The problem that exists in e-mail does not exist with Web pages since HTTP accepts 8-bit characters.
However, one problem that does exist is that computer programs have difficulties determining whether to treat a character as Shift JIS, EUC-JP, or UTF-8 – hence character code information should be specified with a HTTP response header or a Meta tag.

Confusion

Strictly speaking, JIS X 0201 encoding as "half-width katakana" is incorrect, as the standard does not define character widths – it defines only the code representation of katakana characters.

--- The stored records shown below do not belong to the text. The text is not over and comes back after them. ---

PR #475, opened 2025-06-02
Implement ReSTIR sampling

abalfoort:
Code from Sirtsu55:
https://github.com/Sirtsu55/Q2RTX/commit/33d91e32f0a7bb194280e787e4ef4fc43aeb031a

I was reading through the issues and found [this one](https://github.com/NVIDIA/Q2RTX/issues/407) and remembered I saw an implementation of ReSTIR of Sirtsu55.

So, all credits go to Sirtsu55. I don't know if this is even wanted, but it was a relative small change.

PR #477, opened 2025-06-10
ReSTIR (with tweaks)

res2k:
This adds ReSTIR light sampling, based on https://github.com/zyanidelab/Q2RTX.

It's essentially #475 but some additional flourishes:
* Addressed the omissions in https://github.com/NVIDIA/Q2RTX/pull/475#issuecomment-2937189856 (although, in the meantime, use of spherical triangles has been added to #475 as well)
* Split up the original monolithic commit a bit, mainly to ease updating, but also to clearer illustrate the contained changes.

I also tried if having separate shaders for ReSTIR vs RIS makes any difference - but it didn't seem to significantly impact performance, so I kept things as they were originally.

Visuals:
* In places with noisy direct lighting, ReSTIR visible reduces the noise. (`q2dm5`, `(-605.3, -310.2, 430.2) (0.999, -0.041, -0.026)` is one such spot.)
* However, with ReSTIR enabled I observed visible dark "smears" when previously occluded pixels are revealed. This can be seen when looking at "revealed" wall pixels when the view weapon is moved, or when turning the camera. (Perhaps some unfortunate interaction with the denoiser?) Does not occur with RIS.
* Also notably, 232c47c64f07622db9ad4517bf256147aa9765b5 combines static and dynamic lights into a single list. This has the potential to degrade visuals in certain circumstances - but practically I didn't notice any issues.

Performance:
I measured frametimes using the timedemos `crusher`, `demo1`, `demo2` on a 5070 TI at 3800x2000 and a 3070 Laptop at 2560x1600. `pt_num_bounces` was set to `0`.

5070 TI:
| demo | `master` branch frametime | restir branch, `pt_restir 1` | percentage of `master` | restir branch, `pt_restir 0` | percentage of `master` |
| ----- | ----- | ----- | ----- | ----- | ----- |
| crusher | 9.551 ms | 9.593 ms | 100.4% | 9.331 ms | 97.7% |
| demo1 | 8.926 ms | 9.065 ms | 101.5% | 8.954 ms | 100.3% |
| demo2 | 9.844 ms | 9.393 ms | 95.4% | 9.328 ms | 94.8% |

3070 Laptop:
| demo | `master` branch frametime | restir branch, `pt_restir 1` | percentage of `master` | restir branch, `pt_restir 0` | percentage of `master` |
| ----- | ----- | ----- | ----- | ----- | ----- |
| crusher | 14.942 ms | 15.179 ms | 101.6% | 14.830 ms | 99.3% |
| demo1 | 14.174 ms | 14.167 ms | 99.9% | 14.179 ms | 100.0% |
| demo2 | 14.966 ms | 15.043 ms | 100.5% | 15.049 ms | 100.6% |

Since we're dealing with frametimes, lower is better.

My thoughts:
Performance-wise, there's no issue (not much of a change compared to the current light sampling), and visually, it really helps in some previously noisy areas - so it would be a clear win _if_ there wasn't the increase of "dark smearing" being observed. (Personally, I find the smearing more distracting than the noise issues, mainly because the smearing occurs constantly, while the current light sampling is decently tuned for the Q2 content and noise is not visible that often.) So it's a bit of a "so-so" right now.
But hopefully the smearing can be addressed, though I didn't look into that yet.

### DIFF
--- a/baseq2/q2rtx.menu
+++ b/baseq2/q2rtx.menu
@@ -147,6 +147,7 @@ begin video
         toggle "AMD FSR 1.0" flt_fsr_enable
         range --status "lower is sharper" "AMD FSR 1.0 sharpness" flt_fsr_sharpness 0 2 0.01
         pairs "global illumination" pt_num_bounce_rays low 0.5 medium 1 high 2
+        pairs "direct light sampling" pt_restir "RIS light" 0 "ReSTIR, high quality" 1 "ReSTIR, half" 2 "ReSTIR, quarter" 3
         pairs "reflection/refraction depth" pt_reflect_refract off 0 1 1 2 2 4 4 8 8
 		toggle --status "turn some monitors in the game into security camera views" \
             "security cameras" pt_cameras
--- a/cmake/compileShaders.cmake
+++ b/cmake/compileShaders.cmake
@@ -16,6 +16,7 @@ set(SHADER_SOURCE_DEPENDENCIES
     ${CMAKE_SOURCE_DIR}/src/refresh/vkpt/shader/precomputed_sky.glsl
     ${CMAKE_SOURCE_DIR}/src/refresh/vkpt/shader/precomputed_sky_params.h
     ${CMAKE_SOURCE_DIR}/src/refresh/vkpt/shader/projection.glsl
+    ${CMAKE_SOURCE_DIR}/src/refresh/vkpt/shader/restir.h
     ${CMAKE_SOURCE_DIR}/src/refresh/vkpt/shader/sky.h
     ${CMAKE_SOURCE_DIR}/src/refresh/vkpt/shader/tiny_encryption_algorithm.h
     ${CMAKE_SOURCE_DIR}/src/refresh/vkpt/shader/tone_mapping_utils.glsl
--- a/doc/client.md
+++ b/doc/client.md
@@ -937,6 +937,14 @@ Selects the projection to use for rendering. Default value is 0.
 #### `pt_reflect_refract`
 Number of reflection or refraction bounces to trace. Default value is 2.
 
+#### `pt_restir`
+Switch for experimental direct light sampling algorithms. Default value is 1.
+
+- 0 — RIS light sampling.
+- 1 — ReSTIR, high quality.
+- 2 — ReSTIR El-Cheapo, uses half of the shadow rays.
+- 3 — ReSTIR El-Very-Cheapo, uses one quarter of the shadow rays.
+
 #### `pt_roughness_override`
 Global override for roughness of all materials. Negative values mean there is no
 override. Default value is -1.
--- a/doc/client.md
+++ b/doc/client.md
@@ -939,7 +939,6 @@ Number of reflection or refraction bounces to trace. Default value is 2.
 
 #### `pt_restir`
 Switch for experimental direct light sampling algorithms. Default value is 1.
-
 - 0 — RIS light sampling.
 - 1 — ReSTIR, high quality.
 - 2 — ReSTIR El-Cheapo, uses half of the shadow rays.
--- a/inc/refresh/models.h
+++ b/inc/refresh/models.h
@@ -118,6 +118,7 @@ typedef struct light_poly_s {
 	int cluster;
 	int style;
 	float emissive_factor;
+	int type;
 } light_poly_t;
 
 typedef struct maliasmesh_s maliasmesh_t;
--- a/src/refresh/vkpt/bsp_mesh.c
+++ b/src/refresh/vkpt/bsp_mesh.c
@@ -959,7 +959,7 @@ collect_one_light_poly_entire_texture(bsp_t *bsp, mface_t *surf, mtexinfo_t *tex
 
 		light.material = texinfo->material;
 		light.style = light_style;
-		light.type = DYNLIGHT_POLYGON;
+		light.type = LIGHT_POLYGON;
 
 		if(!get_triangle_off_center(light.positions, light.off_center, NULL, 1.f))
 			continue;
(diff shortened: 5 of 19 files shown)


res2k:
> Is there a map where the smearing issue is most visible. I haven't noticed it (built and tested on Debian 12).

Hmm. It kinda appears on _every_ map. Though, curiously, certain sky-lit surfaces don't seem affected.

Here's a screengrab from `q2dm5`, near `(-605.3, -310.2, 430.2) (0.999, -0.041, -0.026)` which I mentioned earlier as a good spot to see improvements:
image

Note that this was made with `pt_num_bounces 0`. Enabling light bounces might possibly hide the issue somewhat.

abalfoort:
I see what you mean. It is even visible without setting pt_num_bounces.
I did not see that smearing in #475.

I think it's going to be difficult to track this one down.

res2k:
> I did not see that smearing in #475.

Hmm, I can notice a slight amount there. Though that might just the "unavoidable" minimum that occurs while not many samples have been accumulated yet.

Also, we have two generally working but, evidently, slightly differently behaving versions... maybe we can figure something out with the help of the differences.

abalfoort:
I haven't got much time the next couple of days. But for your convenience I've made a diff between the restir branch and this PR.
[restir_477.zip](https://github.com/user-attachments/files/20707685/restir_477.zip)

abalfoort:
My average C++ knowledge is, unfortunately, not sufficient to solve the smearing issue. I hope that @res2k finds the time to take a look at this.

apanteleev:
Thanks for working on this, @res2k and @abalfoort!

I took a quick look, and I'm generally not opposed to these changes, but they need some polishing. Most importantly, the new lighting pass needs to play well with the denoiser, and currently it doesn't. Even in the starting location of `base1`, you can see black smearing when looking around, which is not there when `pt_restir = 0`, and that means the denoiser is not getting the right signals somewhere. Looking at the signal without the denoiser (`flt_enable = 0`), you can see that the signal becomes somewhat noisier when you enable ReSTIR, which doesn't sound right.

I should be able to help you with these issues, but for that I need to allocate some time and take a closer look.

res2k:
> Even in the starting location of `base1`, you can see black smearing when looking around,

Indeed. One thing I noticed, when using Nsight Graphics, is that the "reservoir" pixels (on `PT_RESTIR_x`) in the smear area seem to be "invalid", apparently for a relatively long time, and I guess that's why don't get good lighting for these.
Unfortunately, my understanding of ReSTIR is quite limited at this time, so I don't know why that may happen. (I might also be totally wrong.)

> Looking at the signal without the denoiser (`flt_enable = 0`), you can see that the signal becomes somewhat noisier when you enable ReSTIR, which doesn't sound right.

Hmm, notable differences in light selection for ReSTIR:
* Looks at fewer lights (`RESTIR_SAMPLING_M`=4, vs `MAX_BRUTEFORCE_SAMPLING`=8)
* Doesn't consider light stats
Could those differences be relevant?

> I should be able to help you with these issues, but for that I need to allocate some time and take a closer look.

Thanks, your suggestions and input are appreciated!

abalfoort:
Just to verify if it makes any change at all I set `RESTIR_SAMPLING_M=8` and saw far less smearing. I don't know what it does to performance, but playing a bit I did not notice much change.

res2k:
Prodding around I noticed that disabling the use of the "previous reservoir" seemed to fix the smear (in exchange for more noise).
So I've pushed a commit that limits the reuse of the previous reservoir to only when it's similar in position and normal.
This seems to improve things/avoid the "smear".
Let me know what you think.

abalfoort:
Holidays are over and I've been testing the MPs with this PR.
Unfortunately, the smearing is still very much present.

res2k:
> the MPs

Uh, not sure what "the MPs" means? Could you expand the acronym?

abalfoort:
Ah, sorry, MP=Mission Pack.
I tested with MP1, The Reckoning; MP2, Ground Zero, and Zaero.

abalfoort:
Ah, well thanks for the update.

abalfoort:
@res2k How do you test the demos? I know how to use `timedemo 1` and load `demo demo1.dm2`, but not how you did your tests in the OP.

abalfoort:
Hardware info |  
-- | --
Operating System | SolydXK 13 (Debian Trixie, stable)
KDE Plasma Version | 6.3.6
KDE Frameworks Version | 6.13.0
Qt Version | 6.8.2
Kernel Version | 6.12.48+deb13-amd64 (64-bit)
Graphics Platform | Wayland
Processors | 16 × AMD Ryzen 7 3700X 8-Core Processor
Memory | 64 GiB of RAM (62,7 GiB usable)
Graphics Processor | NVIDIA GeForce RTX 3060
Manufacturer | Gigabyte Technology Co., Ltd.
Product Name | B550 AORUS ELITE V2
Nvidia driver | 580.105.08
Resolution | 2560x1440 @179,96, full screen


demo | master branch frametime | restir-update branch, pt_restir 0, ms | percentage of master | restir-update branch, pt_restir 1, ms | percentage of master
-- | -- | -- | -- | -- | --
crusher | 21,253 | 21,216 | 100,2 | 21,253 | 100,0
demo1 | 20,844 | 19,908 | 104,7 | 20,247 | 102,9
demo2 | 22,127 | 21,472 | 103,0 | 21,732 | 101,8

abalfoort:
It is map city1 (Outer Courts).
How do I disable indirect lighting?

res2k:
> I guess you do this by setting

`pt_num_bounce_rays 0`

apanteleev:
The project is discontinued; no new features will be implemented here. Closing.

In the JIS X 0201 standard, katakana characters are printed in normal width, not half-width.
Half-width characters were only used for display during the period when characters were displayed at half-width, before full-width character displays became widespread. However, in the Shift JIS standard, which combines the JIS X 0201 standard and the JIS X 0208 standard, katakana and Latin characters are encoded twice, both in JIS X 0201 and JIS 0208, but displayed as half-width or full-width according to which section they are in – thus the 0201 katakana block can be thought of as corresponding to "half-width kana", and the misunderstanding that the 0201 standard defines "half-width" characters is widespread.
Further, though JIS X 0201 is a single-byte encoding and JIS X 0208 is a double-byte encoding, there is no connection between number of bytes and width – for example, Unicode can be encoded with four bytes to display both full-width and single-width characters.

In popular culture

The half-width kana characters appear to the public in the Matrix trilogy, directed by the Wachowskis. The 'falling code' of the three films is composed of half-width kana characters and Latin numerals.